Last year she donated $25,000 to the national scholastic indoor championship meet, citing her fond memories of competing in it from 1990 to '93. Jones's affection for high school track made for sweet synergy last weekend when some of the best high school athletes since her time competed in the Foot Locker Outdoor Track and Field Championships in Raleigh, N.C., her adopted hometown, where a USA Track & Field Golden Spike Tour event was also being held.

Who better than a former prodigy to appreciate this year's almost unprecedented flood of young talent in track? Last Friday night, after the day's brutal heat and humidity had given way to the evening's brutal heat and humidity, Dathan Ritzenhein, a junior at Rockford ( Mich.) High, won the two mile in 8:473, crushing one of the best high school distance fields ever assembled. Ritzenhein, a 5'7" 110-pounder who last fall won the national high school cross-country championship, prevailed with a sustained move, typical of much older runners, that began more than 1,000 meters from the finish. Despite lingering weariness from a failed attempt six days earlier to qualify for the Olympic trials in the 5,000 meters (the standard is 13:48, and Ritzenhein ran 14:13, also in extreme heat), he ran the second mile in Raleigh faster than the first, 4:18 to 4:29.

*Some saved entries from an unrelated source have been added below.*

PR #2976, opened 2026-08-29
feat(sight): add k8s DaemonSet packaging

jfeng18:
## Why

Issue #1238 asks for DaemonSet deployment and monitoring Agents in pods. The kernel-side pieces have landed over the past two months (observer-namespace PID reporting in #2360, container-aware cgroup/container-id extraction), but the repository ships no container image and no DaemonSet manifest, so there is no supported way to run AgentSight node-wide in Kubernetes.

## What changed

- `src/agentsight/packaging/k8s/daemonset.yaml` — one pod per node, `hostPID: true`, `BPF`+`PERFMON`+`SYS_PTRACE` capabilities, read-only host BTF mount, hostPath data persistence, resource limits mirroring the packaged systemd unit, optional ConfigMap override for `config.json`. No RBAC: AgentSight talks to no Kubernetes API.
- `src/agentsight/packaging/docker/Dockerfile` — runtime image that installs the release RPM (the canonical artifact; the binary is not rebuilt) and runs `agentsight-start` as entrypoint so pod lifecycle signals reach both workers.
- Deployment guide (en + zh) gains a "Kubernetes DaemonSet" section; both component READMEs link to it.

The `SYS_PTRACE` entry was added after adversarial review: a hostPID container holding only `BPF`+`PERFMON` cannot read `/proc/<pid>/maps` of a non-dumpable process owned by another uid (verified on kernel 6.6), which would silently skip such Agents.

The hostPID-free form (bind-mounted host procfs) is deliberately not shipped: it depends on the procfs-root work (#2804) plus a CLI/env knob that does not exist yet, and the docs say so instead of implying it works.

## Related issue

refs #1238 (not closing: the hostPID-free shape and the image-publish CI wiring remain open)

## User / Agent impact

New opt-in deployment form. Nothing changes for existing systemd/foreground/container-sidecar users.

## Risk and compatibility

Low risk: new files plus documentation. The manifest requests elevated capabilities by design (eBPF); it grants no Kubernetes API access and mounts host paths read-only except the data directory.

## Validation

- `scripts/docs-lint.sh` and `scripts/docs-link-check.py` pass (naming, en/zh parity, relative links).
- `daemonset.yaml` parses as Namespace + DaemonSet; capability list and mounts inspected programmatically.
- Capability claim verified empirically (Docker 24, kernel 6.6): with `BPF`+`PERFMON` only, reading `/proc/<pid>/maps` of a `PR_SET_DUMPABLE=0` process owned by another uid is denied; with `SYS_PTRACE` added it succeeds.
- Not covered: a real `docker build` (needs the release RPM in `rpms/<arch>/`) and an apply against a live cluster (none available here). The Dockerfile reuses the base image and install pattern of the existing `docker/Dockerfile.alinux`.

## Documentation and rollback

Docs updated in the same PR (deployment guide en+zh, component READMEs). Rollback: delete the branch files; nothing else references them.

### DIFF
--- a/docs/user-guide/en/agent-observability/agentsight/deployment.md
+++ b/docs/user-guide/en/agent-observability/agentsight/deployment.md
@@ -112,6 +112,36 @@ For a Kubernetes sidecar, the same three things matter:
 Keep the Dashboard port inside the cluster and reach it through a Service or port-forward rather
 than exposing 7396 publicly.
 
+## Kubernetes DaemonSet (node-wide)
+
+A DaemonSet gives you one AgentSight pod per node observing every Agent process on that node —
+the sidecar form above watches one pod, this form watches the whole machine. The manifest lives at
+`src/agentsight/packaging/k8s/daemonset.yaml`; build the image with
+`src/agentsight/packaging/docker/Dockerfile`, push it to your registry, and set the `image:` field
+accordingly.
+
+How it works: `hostPID: true` places the pod in the host PID namespace and the probes attach
+host-wide (uprobes register by inode, so Agent binaries inside other pods are covered), while PID
+attribution stays correct because AgentSight reports PIDs in the observer namespace.
+
+```bash
+kubectl apply -f src/agentsight/packaging/k8s/daemonset.yaml
+kubectl -n agentsight rollout status ds/agentsight
+kubectl -n agentsight port-forward ds/agentsight 7396:7396   # then open http://localhost:7396
+```
+
+The manifest requests `BPF` + `PERFMON` + `SYS_PTRACE` capabilities (the last one is needed to
+read `/proc/<pid>/maps` of another uid's process once it is non-dumpable; without it such Agents
+are silently skipped), mounts host `/sys/kernel/btf` read-only, and persists data to hostPath
+`/var/log/sysak`; resource limits mirror the packaged systemd unit (300m CPU / 350Mi memory). It
+talks to no Kubernetes API, so no RBAC is needed. The pod runs only the trace and serve workers
+(`agentsight-start`), so the Risk Enforcement page has no data in this form. To override
+`config.json`, create the `agentsight-config` ConfigMap from the shipped default and uncomment the
+marked blocks in the manifest.
+
+A hostPID-free form (bind-mounting the host procfs instead) is planned once the procfs-root work
+lands; it is not available yet — keep `hostPID: true` until then.
+
 ## macOS
 
 macOS builds contain no eBPF. Two commands exist:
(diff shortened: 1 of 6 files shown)


chengshuyi (changes requested):
Reviewed the manifest, the Dockerfile, and the doc changes against the current tree. The overall shape is right — `hostPID` + `/proc/<pid>/root` really does cover agents in other pods (verified at `src/agentsight/src/probes/sslsniff.rs:948`), the resource limits match the packaged unit (`CPUQuota=30%` / `MemoryMax=350M`), `terminationGracePeriodSeconds: 30` matches `TimeoutStopSec=30s`, and the docs honestly decline to advertise the hostPID-free form. One blocker and a couple of smaller things.

### 1. Blocker: the RPM glob matches both architectures

`packaging/docker/Dockerfile`:

```dockerfile
COPY rpms/ /tmp/rpms/
RUN dnf install -y /tmp/rpms/*/agentsight-*.rpm && ...
```

`.github/workflows/docker-nightly.yaml` organizes RPMs into `rpms/amd64/` and `rpms/arm64/`, and both land in the same build context. This glob therefore expands to two same-name, different-arch RPMs and hands both to `dnf install` — that fails, or in the friendlier case installs the wrong arch. The stated rationale also doesn't hold: the comment says `rpm-build.sh` emits `x86_64/aarch64` dirs, but the repo convention is `amd64/arm64`, and globbing one level down doesn't discriminate by arch at all, it just widens the match.

The existing `docker/Dockerfile.alinux` already solves this — `ARG TARGETARCH` + `COPY rpms/${TARGETARCH}/*.rpm`. Suggest following that pattern (or at minimum filtering on `$(uname -m)`). It also avoids copying the whole `rpms/` tree — every component, both arches — into an image layer.

### 2. hostPath drops the 0700 guarantee the docs promise

The systemd unit sets `UMask=0077`, so `/var/log/sysak/.agentsight` is root-only, and `README.md` states exactly that. Nothing sets a umask in the DaemonSet form: the container default is 0022, so the same data ends up world-readable on the host. Either add `umask 0077` at the top of `scripts/agentsight-start.sh` (harmless on the systemd path, where the unit already enforces it) or document it as an explicit caveat.

Related: the hostPath mounts all of `/var/log/sysak`, which other anolisa components share. Mounting `/var/log/sysak/.agentsight` is enough and narrows the blast radius.

### 3. Nits

- No `containerPort: 7396` and no liveness probe — `/health` is already there, so a probe is nearly free and gives a clearer signal than pod restarts.
- OCI labels omit `org.opencontainers.image.licenses`, unlike `docker/Dockerfile.alinux`.
- `image: agentsight:latest` resolves to a nonexistent `docker.io/library/agentsight`. The comment says to replace it, but an unedited `kubectl apply` is a plausible first move — a `registry.example.com/agentsight:VERSION` placeholder would fail more obviously.
- No CI validation of the manifest. A `kubectl apply --dry-run=client` or `kubeconform` step would be cheap insurance, since nothing in this PR was exercised against a real cluster.

chengshuyi (approved):
LGTM，先合入。注意 Dockerfile 的 RPM glob 在多架构 build context 下仍有隐患（rpms/amd64|arm64 会被同时命中），后续跟进用 ARG TARGETARCH 修掉。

One day after Ritzenhein's tour de force, senior Rickey Harris of Centreville (Va.) High won the 400-meter hurdles in 51.14 seconds, slower than his season's best of 50.29 but spectacular considering that it followed a 60-minute thunderstorm delay and that Harris smashed into three hurdles. "I never had my race rhythm," said Harris, whose father, Rickie, is a former Washington Redskins defensive back. Young Rickey, who will attend Florida in the fall, had come to the meet chasing the national record of 50.02, and his failure to get the mark left him sobbing near the track.

Jones, meanwhile, wasn't reduced to tears by her second long-jump competition of the year, at the Pontiac Grand Prix Invitational in Raleigh, but she also did nothing to make her opponents weep. One day after two-time Olympic long-jump champion Jackie Joyner-Kersee, 38, came out of a two-year retirement to officially enter the U.S. Olympic Trials, Jones jumped a meager 21'6" to finish second. While that leap was an improvement of nearly a foot over Jones's dismal season-opening long jump, on May 13 in Osaka, Japan, it wasn't good enough to make anyone believe that her five-gold-medal plan for Sydney won't end in the sand. "Right now she's gambling that she can get off one good jump," says retired men's world-record holder Mike Powell. Jones's Raleigh leap left her as only the sixth-best American in the event this year and far out of the world's top 50.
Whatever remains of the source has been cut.